Analysis: Debates Heat Up as Midterm Elections Draw Near

ByABC News via logo
September 7, 2006, 10:31 AM

Sept. 7, 2006 — -- A number of big issues are being debated in Washington this week, from detainees in CIA secret prisons being transferred to Guantanamo to questions about whether Defense Secretary Donald Rumsfeld should resign.

As always in Washington, there's a subtext.

Listen closely, and you'll hear Democrats and Republicans laying out what they hope will be the path to victory in two months.

It's become the daily White House theme: It's a dangerous world out there, and we've kept things safe.

In other circumstances, Wednesday's presidential announcement might seem an admission of defeat.

The White House -- under pressure from the courts -- did an about-face and proposed more rights for detainees, including military tribunals and a new Pentagon ban on Abu Ghraib-like interrogation techniques.

In these desperate political days, however, it's actually a potent message and critical subject change from Iraq.
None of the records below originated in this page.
Issue #6087, opened 2026-03-22
Upsert DO UPDATE reads NULL instead of column default for pre-ALTER rows


LeMikaelF:
## Description

When a row predates an `ALTER TABLE ADD COLUMN` with a `DEFAULT` value, the upsert `ON CONFLICT ... DO UPDATE SET` path reads `NULL` instead of the column's default.

## Reproducer

```sql
CREATE TABLE t(id INTEGER PRIMARY KEY, name TEXT);
INSERT INTO t VALUES(1, 'alice');
ALTER TABLE t ADD COLUMN score INTEGER DEFAULT 42;
INSERT INTO t VALUES(1, 'bob', 0)
  ON CONFLICT(id) DO UPDATE SET score = score + 1;
SELECT * FROM t;
-- Turso:  1|alice|  (NULL — score read as NULL, NULL + 1 = NULL)
-- SQLite: 1|alice|43 (default 42 + 1 = 43)
```

Per [SQLite documentation](https://sqlite.org/fileformat2.html) (Section 2.1, Record Format): "A record might have fewer values than the number of columns in the corresponding table. This can happen, for example, after an ALTER TABLE ... ADD COLUMN SQL statement has increased the number of columns in the table schema without modifying preexisting rows in the table. Missing values at the end of the record are filled in using the default value for the corresponding columns defined in the table schema."

`core/translate/upsert.rs:~410` - The upsert code manually emits `Column` instructions with `default: None` instead of using the shared `emit_column` helper that populates the default from the schema. Regular `SELECT` and `UPDATE` paths already use the shared helper correctly.

---
*This issue brought to you by Mikaël and Claude Code.*

LeMikaelF:
fixed by #6118

PR #6118, opened 2026-03-24
translate/upsert: use emit_column_or_rowid for DO UPDATE row snapshot

ongyimeng:
## Description

- In core/translate/upsert.rs, conflicting-row snapshots now use emit_column_or_rowid(...)
- Replaces manual Column { default: None } handling
- Adds regression test in testing/sqltests/tests/upsert.sqltest

## Motivation and context

- UPSERT was reading NULL in cases where SQLite expects the column’s default value
- This happens for missing trailing column values after ALTER TABLE ... ADD COLUMN ... DEFAULT ...
- The fix restores SQLite-compatible behavior
- Applies specifically to the DO UPDATE path of UPSERT

Issue https://github.com/tursodatabase/turso/issues/6087

## Description of AI Usage

Used AI to trace the issue to upsert.rs, propose the minimal fix, and draft the regression test.

### DIFF
--- a/core/translate/upsert.rs
+++ b/core/translate/upsert.rs
@@ -420,7 +420,7 @@ pub fn emit_upsert(
                 dest_end: None,
             });
         } else {
-            program.emit_column_or_rowid(ctx.cursor_id, i, current_start + i);
+            program.emit_column_or_rowid(ctx.cursor_id, i, reg);
         }
     }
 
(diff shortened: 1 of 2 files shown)


ongyimeng:
could someone please help rerun the failed CI jobs for this PR? I believe the failures are infra/flaky

LeMikaelF:
@ongyimeng you can ignore the sync and FK test failures. We know about them and they're being worked on. One of the snapshot tests was failing on main yesterday, but it was fixed a few hours ago, so rebasing on main should help.

PThorpe92:
hey @ongyimeng I fixed the conflicts and pushed, should be good to go as soon as CI passes.

Thanks for the contribution!

PR #6121, opened 2026-03-24
Fix: VDBE undefined label error in JOIN with LIMIT/OFFSET

themachinehf:
Root cause: When emit_query is called multiple times (e.g., for hash join materialization), the labels_main_loop.first().next label was reused across calls. The IfPos instruction emitted in the first call would reference label N, but subsequent calls would overwrite the label resolution in label_to_resolved_offset, causing the first IfPos to have an undefined label at resolve_labels time.

Fix: Allocate a dedicated label_offset_continue label in TranslateCtx for OFFSET handling, instead of reusing labels_main_loop.first().next. This ensures each emit_query call has its own OFFSET label that won't conflict with other calls.

Bug reproduction:
```sql
CREATE TABLE t1(a INT);
CREATE TABLE t2(b INT);
INSERT INTO t2 VALUES(1),(2);
SELECT * FROM t1 INNER JOIN t2 ON t1.a = t2.b LIMIT 1 OFFSET 0;
-- Error: Reference to undefined or unresolved label in IfPos: 2
```

### DIFF
--- a/core/translate/emitter/mod.rs
+++ b/core/translate/emitter/mod.rs
@@ -508,6 +508,8 @@ pub struct TranslateCtx<'a> {
     // label for the instruction that jumps to the next phase of the query after the main loop
     // we don't know ahead of time what that is (GROUP BY, ORDER BY, etc.)
     pub label_main_loop_end: Option<BranchOffset>,
+    // Dedicated label for OFFSET continue (avoids label reuse issues with nested emit_query calls)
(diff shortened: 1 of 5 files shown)


LeMikaelF:
@themachinehf please fix the failing checks

LeMikaelF:
This looks an awful lot like a clanker.

image

Closing this.

PR #6123, opened 2026-03-24
Fix: BEFORE UPDATE trigger panics on UPDATE with falsey TEXT literal

### LINKED ISSUE #6111: BEFORE UPDATE trigger panics on UPDATE with a falsey TEXT literal in WHERE
Turso panics when running an UPDATE against a table with a BEFORE UPDATE trigger if the WHERE clause is a falsey text literal, such as '' or 'x'. SQLite coerces these predicates to false and performs no update.

Reproducer:

```sql
DROP TABLE IF EXISTS t;
CREATE TABLE t(id INTEGER PRIMARY KEY, v TEXT);
CREATE TRIGGER tr BEFORE UPDATE ON t BEGIN SELECT 1; END;
UPDATE t SET v='b' WHERE '';
SELECT count(*) FROM t;
```

Expected behavior:
Match SQLite: treat WHERE '' as false, perform no update, and return 0 from the final SELECT count(*).

sqlite3 output:
0

tursodb output:
thread 'main' panicked at core/translate/emitter/update.rs:1139:57:
check_rowid_not_exists_label must be set if there are BEFORE UPDATE triggers

amodhakal:
## Description

Added detection for BEFORE UPDATE triggers before label allocation to prevent panic on UPDATE with falsey TEXT literal

## Motivation and context

Fix #6111 

## Description of AI Usage

I used OpenCode to assist with the changes. I tested the changes myself and verified the changes fix the issue.

### DIFF
--- a/core/translate/emitter/update.rs
+++ b/core/translate/emitter/update.rs
@@ -887,24 +887,26 @@ fn emit_update_insns<'a>(
     let not_exists_check_required =
         has_user_provided_rowid || iteration_cursor_id != target_table_cursor_id;
 
-    let has_before_triggers_early = target_table
-        .table
-        .btree()
-        .map(|btree_table| {
-            let updated_column_indices = set_clauses.iter().map(|(col_idx, _)| *col_idx).collect();
-            resolver.with_schema(target_table.database_id, |schema| {
-                get_relevant_triggers_type_and_time(
-                    schema,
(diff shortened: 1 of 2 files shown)


LeMikaelF (approved):
I modified the implementation. Instead of duplicating it (your initial solution), I just moved the existing one up.

PR #6125, opened 2026-03-24
Enhance TCL support with additional commands and updated documentation

gigagrug:
## Description
Add support for parameters and various other commands so that all TCL tests run without crashing. This also add documentation about tests like if they are deprecated. In all.test I commented out tests that still crash or take to long to run.

## Motivation and context
I wanted to use TCL tests to find compatibility bugs but found issues with TCL it self resulting in tests not running proper due to lack of parameter support or crashing. This PR should make it easier for me and others to find compatibility issues. I hope eventually sqlite's TCL tests will be used in github actions. 

## Description of AI Usage
I used gemini to fix issues that I found with running TCL tests.


penberg:
@gigagrug Thanks! I don't want the changes to the actual TCL tests, though. Then idea is to keep them unchanged from SQLite even for deprecated features

gigagrug:
> @gigagrug Thanks! I don't want the changes to the actual TCL tests, though. Then idea is to keep them unchanged from SQLite even for deprecated features

@penberg I removed the commented out tests. 
Is the plan to add deprecated features in Turso? Because in Compat.md it says `not needed` so I assumed those features wont be added in.

Issue #6130, opened 2026-03-25
Turso is unusable on targets where std::time::Instant is unavailable


ranile:
It is impossible to implement [`turso_core::Clock`](https://docs.rs/turso_core/latest/turso_core/io/clock/trait.Clock.html) on platforms where std::time::Instant::now is not supported? It used to be supported but a breaking change was made in a minor version:
https://docs.rs/turso_core/0.4.3/turso_core/io/clock/trait.Clock.html
https://docs.rs/turso_core/0.4.4/turso_core/io/clock/trait.Clock.html

Currently, `Clock::current_time_monotonic()` calls `std::time::Instant::now()`, which uses `SystemTime`. If system time is not supported on a platform (like wasm) then current_time_monotonic will panic. 

This breaking change makes turso unusable for me on `wasm32-unknown-unknown` target.

One solution is have `MonotonicInstant` be an enum that allows both `std::time::Instant` to be used where available while giving the option for users to provide their own time (in secs/millis, like wall clock) on other platforms. This is best of both worlds in terms of performance gained promised in https://github.com/tursodatabase/turso/pull/4600 and compatibility.  
Another (potentially better) solution is make `MonotonicInstant` be a u128 internally and provide a method to create it either from `Instant` or nanos. This keeps public API the same

LeMikaelF:
Closed in https://github.com/tursodatabase/turso/pull/6131

PR #6131, opened 2026-03-25
core: Represent MonotonicInstant as u128

ranile:
# NOTICE:

## Description

https://github.com/tursodatabase/turso/pull/4600 changed the Clock interface such that only `std::time::Instant` can be used to create the `MonotonicInstant`. This broke compatibility on platforms where `std::time` is not available, which includes wasm32-unknown-unknown. See [std](https://github.com/rust-lang/rust/blob/8a703520e80d87d4423c01f9d4fbc9e5f6533a02/library/std/src/sys/time/mod.rs).

This PR makes `MonotonicInstant` hold a u128 (for nanos) instead of an `Instant`. The u128 can be derived from Instant to keep the performance gains mentioned in #4600 but crucially, can also passed in on platforms where time is provided some other way

## Motivation and context

See #6130

## Description of AI Usage

Claude Opus 4.6 was asked to evaluate solutions for #6130 and came up with the solution in this PR. It was then adapted (changed Claude's u64 -> u128) and implemented manually. It also pointed out why the first solution in the issue isn't ideal

### DIFF
--- a/core/io/clock.rs
+++ b/core/io/clock.rs
@@ -1,24 +1,35 @@
+use std::sync::LazyLock;
 use std::time::{Duration, SystemTime, UNIX_EPOCH};
 
 /// A monotonic instant in time, backed by `std::time::Instant`.
 #[derive(Debug, Clone, Copy, PartialEq, Eq, PartialOrd, Ord)]
-pub struct MonotonicInstant(std::time::Instant);
+pub struct MonotonicInstant(u128);
 
 impl MonotonicInstant {
+    pub const fn from_nanos(nanos: u128) -> Self {
+        MonotonicInstant(nanos)
+    }
+
     pub fn now() -> Self {
-        MonotonicInstant(std::time::Instant::now())
+        static EPOCH: LazyLock<std::time::Instant> = LazyLock::new(std::time::Instant::now);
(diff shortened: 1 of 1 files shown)


LeMikaelF:
@ranile What is the behavioural change you're looking for with this PR? It changes some internals, but `MonotonicInstant::now()` is still called from `Opfs`, and the new `from_nanos()` method isn't exposed in WASM bindings.

Am I missing something?

ranile:
@LeMikaelF as I mentioned in https://github.com/tursodatabase/turso/issues/6130, I need this change to be able to create a `Clock` on wasm platform. I'm running on [Internet Computer](https://internetcomputer.org/) so I need to make my own `turso_core::IO` for persistence storage:
```rust
pub struct StableStorageIO { .. }
impl Clock for StableStorageIO { .. }
impl turso_core::IO for StableStorageIO { .. }
```
I'm compiling directly from Rust so I didn't change any bindings but I can do that if needed for PR to be merged

> but `MonotonicInstant::now()` is still called from `Opfs`,

Opfs looks to be browser focused. As I mentioned, I'm not targetting WASM in browser/JS so I didn't run into any issues with that

LeMikaelF:
Thanks for the clarifications, this makes sense.

Issue #6085, opened 2026-03-22
triggers: ALTER TABLE RENAME followed by RENAME COLUMN fails when a trigger exists


Pavan-Nambi:
```sql
  CREATE TABLE orders(id INT, customer TEXT);
  CREATE TRIGGER tr AFTER INSERT ON orders BEGIN SELECT 1; END;
  ALTER TABLE orders RENAME TO purchases;
  ALTER TABLE purchases RENAME COLUMN customer TO buyer;
```

  x Parse error: error in trigger tr after rename column: Parse error: trigger table not found: orders

PR #6136, opened 2026-03-25
core/vdbe: Regenerate SQL when altering column with triggers

PThorpe92:
Closes https://github.com/tursodatabase/turso/issues/6085


core/vdbe/execute.rs
LeMikaelF, line 11618: semi-related to this PR: this comment is wrong, we iterate over _every_ trigger, unconditionally, and for each, we clone the trigger and its sql.

To mitigate this, we could either do a dumb substring match for the old table name, or make the `rewrite_*` functions return a `bool` to at least avoid reserializing the SQL for nothing.

PR #6137, opened 2026-03-25
Fix lack of reproducibility in builds

mike-marcacci:
## Description

With this change, when `SOURCE_DATE_EPOCH` is set:
- `GIT_COMMIT_HASH` is set to `None`. This is critical in projects that commit artifact manifests alongside their source.
- `BUILT_TIME_SQLITE` uses the `SOURCE_DATE_EPOCH`

Additionally:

"The security of our nation and the lives of our citizens depend on our ability to learn what these terrorists know," Bush said Wednesday.

Persuading the public to vote on the issue of national security -- as the president did in 2004 -- is the only way the White House thinks Republicans can avoid devastating losses in November.

"They don't have gas prices. They can't do much with Medicare prescription drugs. All they've got going for them is the slight, very slight, edge in dealing with terrorism," said Norm Ornstein, an analyst with the American Enterprise Institute.

Just down the street, the Democrats unveiled their fall strategy.

"Debating the war in Iraq is not a performance. It's part of our responsibility," said Illinois Sen. Dick Durbin.

Democratic senators loudly pushed for a vote of no confidence in Rumsfeld.

The point for them is to keep the nation single-mindedly focused on Iraq and what many see as the Bush administration's failures.

"If the voter goes into the polls thinking about Iraq, then Dems will have a big night," said Chuck Todd, editor of the political Web site The Hotline.

"If voters are going to the polls and thinking about terrorism, then Republicans have a fighting chance."